Less formal than a class lecture, a seminar allows for small groups to meet and discuss academic topics or required reading, as well as set goals for research and continuing investigation.
The following seminar was conducted on 80-12-2023 at 10:30 AM by Dr. Abubakar M. Ashir, Lecturer, Department of Computer Engineering Computer.
Synopsis (Abstract) about the seminar:
Stable Diffusion is a deep learning, text-to-image model released in 2022. It is primarily used to generate detailed images conditioned on text descriptions, though it can also be applied to other tasks such as inpainting, outpainting, and generating image-to-image translations guided by a text prompt. Stable Diffusion uses a kind of diffusion model (DM), called a latent diffusion model (LDM), diffusion models are trained with the objective of removing successive applications of Gaussian noise on training images, which can be thought of as a sequence of denoising autoencoders. Stable Diffusion consists of 3 parts: the variational autoencoder (VAE), U-Net, and an optional text encoder. The VAE encoder compresses the image from pixel space to a smaller dimensional latent space, capturing a more fundamental semantic meaning of the image.

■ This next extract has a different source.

Issue #474, opened 2023-11-07
Unhelpful :: operator completion


scohen:
The operator `::` has a very unhelpful completion, completing to `::(left, right)`. It should be suppressed.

Gaussian noise is iteratively applied to the compressed latent representation during forward diffusion. The U-Net block, composed of a ResNet backbone, denoises the output from forward diffusion backwards to obtain a latent representation. Finally, the VAE decoder generates the final image by converting the representation back into pixel space. The denoising step can be flexibly conditioned on a string of text, an image, or another modality. The encoded conditioning data is exposed to denoising U-Nets via a cross-attention mechanism. For conditioning on text, the fixed, pretrained CLIP VIT-L/14 text encoder is used to transform text prompts to an embedding space. Researchers point to increased computational efficiency for training and generation as an advantage of LDMs.